1º O Video original foi feito sem o recurso a um projector de luz pelo que a imagem tem algum grão.
2º De modo a conseguir ter videos de dimensões razoáveis sem muita perda de definição no video, temos 3 DVD's com todas as palestras, Q&A, etc
3º Como os videos são grandes teve que ser dividido pelos 3 DVD na combinação em que couberam ...

Resumindo, a qualidade não é a de um profissional (eu nem amador sou.
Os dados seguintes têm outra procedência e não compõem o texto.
Issue #816, opened 2016-05-08
[Windows] psutil.net_io_counters I/O is limited to 32bit unsigned integer because of MIB_IFROW


jhomann:
Interesting problem I have seen for a while with using psutil. I'm by no means an expert with this but it is strange that when I approach 4 billion bytes it seems to rollover... I thought Python accounted for 32-bit integers and whatnot. Can someone explain if this can be accounted for?

What I'm using:
Python 2.7.11 (tried both 32 and 64 bit)
Windows 10 64 bit
psutil 4.1.0

```
Python 2.7.11 (v2.7.11:6d1b6a68f775, Dec  5 2015, 20:40:30) [MSC v.1500 64 bit (AMD64)] on win32
Type "help", "copyright", "credits" or "license" for more information.

>>> import psutil
>>> psutil.net_io_counters(pernic=True)
>>> {'Ethernet 4': snetio(bytes_sent=378813079, bytes_recv=838898995, packets_sent=4236049, packets_recv=20927779, errin=0, errout=0, dropin=212, dropout=0)}
```

Is this a product of Windows? Are the counters only a certain size? Because in my windows ethernet status screen under 'Activity' it shows:

Bytes sent: 337,887,481
Byes recieved: 30,797,026,512

While the bytes_sent is off it doesn't surprise me that there may be small differences but the bytes_recv about a hour ago showed a value of around 3,400,000,000 bytes and now it is only showing in the 800 millions.

jhomann:
Okay I did a little digging and I am wondering if we can work around this; for windows the net IO counters are coming from a MIB, MIB_IFROW which uses dword ([apparently 32-bit unsigned integer with a max of 4.3bil decimal](pxhttps://msdn.microsoft.com/en-us/library/cc230318.aspx)) and since I haven't written anything in C/C++ I am not as familiar with all this. However, I do believe that there are other MIBs available with the values in larger types.

The structure of [MIB_IF_ROW2](https://msdn.microsoft.com/en-us/library/windows/desktop/aa814491(v=vs.85).aspx) seems to have much larger numbers and in Microsofts documentation it does say to use this one if you have a NIC > x amount.

Would it be possible to check for the existence of the MIB_IF_ROW2 and use that, and if it doesn't exist fall back on the MIB_IFROW since it looks like the updated one supports Windows Vista + but I do believe this would give the proper value for the output of octets/bytes for interfaces with > 4.3GB throughput.

jhomann:
[...]

PR #835, opened 2016-06-08
[Windows] Fix for net_io_counters wrapping after 4.3GB due to MIB_IFROW

jhomann:
I am updating this with a new pull request. The other one was very old and didn't quite work with the current version of psutil. See more #816

### DIFF
--- a/psutil/_psutil_windows.c
+++ b/psutil/_psutil_windows.c
@@ -18,12 +18,12 @@
 #include <tchar.h>
 #include <tlhelp32.h>
 #include <winsock2.h>
-#if (_WIN32_WINNT >= 0x0600)
+#if (_WIN32_WINNT >= 0x0600) // Windows Vista, 7, 8, 8.1, 10
 #include <ws2tcpip.h>
 #endif
 #include <iphlpapi.h>
 #include <wtsapi32.h>
-#if (_WIN32_WINNT < 0x0600)
+#if (_WIN32_WINNT < 0x0600) // Windows XP / 2000
 #include <ws2tcpip.h>
 #endif
 #include <Winsvc.h>
@@ -90,7 +90,7 @@ typedef struct _DISK_PERFORMANCE_WIN_2008 {
 
 // --- network connections mingw32 support
 #ifndef _IPRTRMIB_H
-#if (_WIN32_WINNT < 0x0600)
+#if (_WIN32_WINNT < 0x0600) // Windows XP / 2000
 typedef struct _MIB_TCP6ROW_OWNER_PID {
     UCHAR ucLocalAddr[16];
     DWORD dwLocalScopeId;
@@ -135,7 +135,7 @@ typedef struct _MIB_UDPTABLE_OWNER_PID {
 } MIB_UDPTABLE_OWNER_PID, *PMIB_UDPTABLE_OWNER_PID;
 #endif
 
-#if (_WIN32_WINNT < 0x0600)
+#if (_WIN32_WINNT < 0x0600) // Windows XP / 2000
 typedef struct _MIB_UDP6ROW_OWNER_PID {
     UCHAR ucLocalAddr[16];
     DWORD dwLocalScopeId;
@@ -2176,10 +2176,10 @@ return_:
 static PyObject *
 psutil_net_io_counters(PyObject *self, PyObject *args) {
     DWORD dwRetVal = 0;
-#if (_WIN32_WINNT >= 0x0600)
+#if (_WIN32_WINNT >= 0x0600) // Windows Vista, 7, 8, 8.1, 10
     MIB_IF_ROW2 *pIfRow = NULL;
 #endif
-#if (_WIN32_WINNT < 0x0600)
+#if (_WIN32_WINNT < 0x0600) // Windows 2000 / XP
     MIB_IFROW *pIfRow = NULL;
 #endif
     PIP_ADAPTER_ADDRESSES pAddresses = NULL;
@@ -2198,10 +2198,10 @@ psutil_net_io_counters(PyObject *self, PyObject *args) {
     while (pCurrAddresses) {
         py_nic_name = NULL;
         py_nic_info = NULL;
-#if (_WIN32_WINNT >= 0x0600)
+#if (_WIN32_WINNT >= 0x0600) // Windows Vista, 7, 8, 8.1, 10
         pIfRow = (MIB_IF_ROW2 *) malloc(sizeof(MIB_IF_ROW2));
 #endif
-#if (_WIN32_WINNT < 0x0600)
+#if (_WIN32_WINNT < 0x0600) // Windows 2000 / XP
 		pIfRow = (MIB_IFROW *) malloc(sizeof(MIB_IFROW));
 #endif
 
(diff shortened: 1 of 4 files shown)


giampaolo:
Mmm have you tested this on Win XP? I don't see the conditionals around MIB_IF_ROW2 I would expect. Also please update HISTORY file describing what have been fixed here.

jhomann:
Oh sorry I thought you read my post in #816 , _psutils 4.0.0+ already does not work with Windows XP_
 psutils 4.0.0+ already does not work with Windows XP so I put this PR in in. like me to try making 4.3.0 compatible with XP I can.

jhomann:
Interesting, it seems like although the pip installs didn't work ... manually compiling it on Win XP does still work. I will need to find out a good way to do this...

jhomann:
I am so sorry for all those pushes in a row! It was the easiest way to test it across multiple systems that I had set up to test compiling with. Compiling is working in both Win XP and Win 7 (my normal workstation) though so hopefully the final tests will show it building OK.

jhomann:
Well that's crap. I fixed the tests but it looks like the final test in AppVeyor gave an error (which I think is completely false?)

```
FAIL: test_parent_ppid (test_process.TestProcess)
  File "C:\projects\psutil\psutil\tests\test_process.py", line 1145, in test_parent_ppid
    self.assertNotEqual(p.ppid(), this_parent)
AssertionError: 1996 == 1996
 
Ran 354 tests in 8.188s
 
FAILED (failures=1, skipped=198)
```

Which is interesting since the last few commits worked just fine and that was never edited by me.

jhomann:
For the record I am done with my commits, I believe everything is in order. The tests that are failing now seem like random false positives. please take a look at let me know if you would like anything else done for it.

psutil/_psutil_windows.c
```diff
@@ -18,9 +18,14 @@
...
 #include <tlhelp32.h>
 #include <winsock2.h>
+#if (_WIN32_WINNT >= 0x0600) // Windows Vista, 7, 8, 8.1, 10
+#include <ws2tcpip.h>
+#endif
 #include <iphlpapi.h>
 #include <wtsapi32.h>
+#if (_WIN32_WINNT < 0x0600) // Windows XP / 2000
 #include <ws2tcpip.h>
+#endif
```
giampaolo: I don't understand: you include the same module no matter what the windows version is so why using ifdef in the first place?

psutil/_psutil_windows.c
```diff
@@ -85,6 +90,7 @@ typedef struct _DISK_PERFORMANCE_WIN_2008 {
 
 // --- network connections mingw32 support
 #ifndef _IPRTRMIB_H
+#if (_WIN32_WINNT < 0x0600) // Windows XP / 2000
```
giampaolo: Just specify "Windows XP". Win 2000 support is long gone.

psutil/_psutil_windows.c
```diff
@@ -128,6 +135,7 @@ typedef struct _MIB_UDPTABLE_OWNER_PID {
 } MIB_UDPTABLE_OWNER_PID, *PMIB_UDPTABLE_OWNER_PID;
 #endif
 
+#if (_WIN32_WINNT < 0x0600) // Windows XP / 2000
```
giampaolo: Just specify "Windows XP". Win 2000 support is long gone.

psutil/_psutil_windows.c
```diff
@@ -2168,7 +2176,12 @@ psutil_disk_usage(PyObject *self, PyObject *args) {
 static PyObject *
 psutil_net_io_counters(PyObject *self, PyObject *args) {
     DWORD dwRetVal = 0;
+#if (_WIN32_WINNT >= 0x0600) // Windows Vista, 7, 8, 8.1, 10
+    MIB_IF_ROW2 *pIfRow = NULL;
+#endif
+#if (_WIN32_WINNT < 0x0600) // Windows 2000 / XP
     MIB_IFROW *pIfRow = NULL;
+#endif
```
giampaolo: You can use a single `ifdef/else/endif` block here.

psutil/_psutil_windows.c
```diff
@@ -2185,20 +2198,43 @@ psutil_net_io_counters(PyObject *self, PyObject *args) {
     while (pCurrAddresses) {
         py_nic_name = NULL;
         py_nic_info = NULL;
+#if (_WIN32_WINNT >= 0x0600) // Windows Vista, 7, 8, 8.1, 10
+        pIfRow = (MIB_IF_ROW2 *) malloc(sizeof(MIB_IF_ROW2));
+#endif
+#if (_WIN32_WINNT < 0x0600) // Windows 2000 / XP
         pIfRow = (MIB_IFROW *) malloc(sizeof(MIB_IFROW));
+#endif
```
giampaolo: same here

psutil/_psutil_windows.c
```diff
@@ -2185,20 +2198,43 @@ psutil_net_io_counters(PyObject *self, PyObject *args) {
...
-
+#if (_WIN32_WINNT >= 0x0600) // Windows Vista, 7, 8, 8.1, 10
+        SecureZeroMemory((PVOID)pIfRow, sizeof(MIB_IF_ROW2));
+        pIfRow->InterfaceIndex = pCurrAddresses->IfIndex;
+        dwRetVal = GetIfEntry2(pIfRow);
+#endif
+#if (_WIN32_WINNT < 0x0600) // Windows 2000 / XP
         pIfRow->dwIndex = pCurrAddresses->IfIndex;
         dwRetVal = GetIfEntry(pIfRow);
+#endif
```
giampaolo: ...and here

psutil/_psutil_windows.c
```diff
@@ -2185,20 +2198,43 @@ psutil_net_io_counters(PyObject *self, PyObject *args) {
...
         if (dwRetVal != NO_ERROR) {
-            PyErr_SetString(PyExc_RuntimeError, "GetIfEntry() failed.");
+            PyErr_SetString(PyExc_RuntimeError, "GetIfEntry() or GetIfEntry2() failed.");
```
giampaolo: line > 80 chars; please indent this

psutil/_psutil_windows.c
```diff
@@ -2208,6 +2244,8 @@ psutil_net_io_counters(PyObject *self, PyObject *args) {
                                     pIfRow->dwOutErrors,
                                     pIfRow->dwInDiscards,
                                     pIfRow->dwOutDiscards);
+#endif
```
giampaolo: use a single ifdef/else/endif block

psutil/tests/test_posix.py
```diff
@@ -314,19 +314,25 @@ def test_os_waitpid_bad_ret_status(self):
...
         tolerance = 4 * 1024 * 1024  # 4MB
         for part in psutil.disk_partitions(all=False):
             usage = psutil.disk_usage(part.mountpoint)
-            total, used, free, percent = df(part.device)
+            try:
+                total, used, free, percent = df(part.device)
+            except RuntimeError:
+                # Issue with OS X not being able to read certain partitions
+                # Issue with Linux systems not able to read Docker mappings
+                continue
```
giampaolo: I don't like this as it can potentially `continue` all iterations practially skipping the whole test. You should use some other logic rather than the mere `RuntimeError` catch. Specifically you should inspect the cmd stderr which you can pass along the RuntimeError exception. Since this is probably too much troubles I would revert this change as it's unrelated with the Windows issue (feel free to open a new one if you want).

giampaolo:
I added some inline comments. If you reintroduced Win XP support which was broken please specify this in HISTORY. ALso please update CREDITS including your name and contribution. Thanks.

psutil/_psutil_windows.c
jhomann: This actually doesn't need to be included. The issue was that it matters where it's located in the list of includes, but after further testing, this header is not required for Win XP.

jhomann:
I've updated with the proper changes! I definitely should have looked up the else, that was stupid of me. Again, sorry for making so many commits for this change.

As for re-introducing Win XP support, it seems that building 4.0.0-4.2.0 works however installing it from pip does not. That being said, it still had support for XP if you built it manually, which I tried and it worked, so we are definitely good there.

giampaolo:
You can do as many pushes as you want: AppVeyor tests are for free and are designed exactly for that (make our life easier). =) Patch looks great, I'm merging it. Thanks a lot for working on this. It was a long standing issue and the solution you came up with is perfect. If you will ever feel about taking some other Windows issue from the bug tracker you're more than welcome.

Sou só um brincalhão que gosta de um pouco de video) mas dá perfeitamente para ver e ouvir todos os ensinamentos dos nossos (e digo nossos porque considero já este fórum em parte meu ) ilustres convidados.


_No 1º DVD temos:_
*Gustavo Duarte, Eric Borneman, e Fotografias tiradas pelos membros*


_No 2º DVD temos:_
*Workshop de propagação, Projecto Catalaphyllia e Q&A Gustavo Duarte*


_No 3º DVD temos:_
*Anthony Calfo, Q&A Eric Borneman, Q&A Anthony Calfo e Q&A All*



Estou à espera que o Júlio Macieira me envie de novo a sua morada pois vão seguir os WMV para que ele possa publicar no site conforme queria.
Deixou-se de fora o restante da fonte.